+++ RECORDED DATA +++

PR #165, opened 2019-11-27
Delete prepopulated fields from session once they've been used

aspiers:
This means that prepopulation only happens the first time the link is followed, and if the user reloads the home page or returns to it later as normal (not via the API) then prepopulation will not occur.


aspiers:
@tdg Is this an improvement do you think?

aspiers:
Fair enough!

+++

• TO DO: Repeat the entire listing exactly.

• RESPONSE:
PR #165, opened 2019-11-27
Delete prepopulated fields from session once they've been used

aspiers:
This means that prepopulation only happens the first time the link is followed, and if the user reloads the home page or returns to it later as normal (not via the API) then prepopulation will not occur.


aspiers:
@tdg Is this an improvement do you think?

aspiers:
Fair enough!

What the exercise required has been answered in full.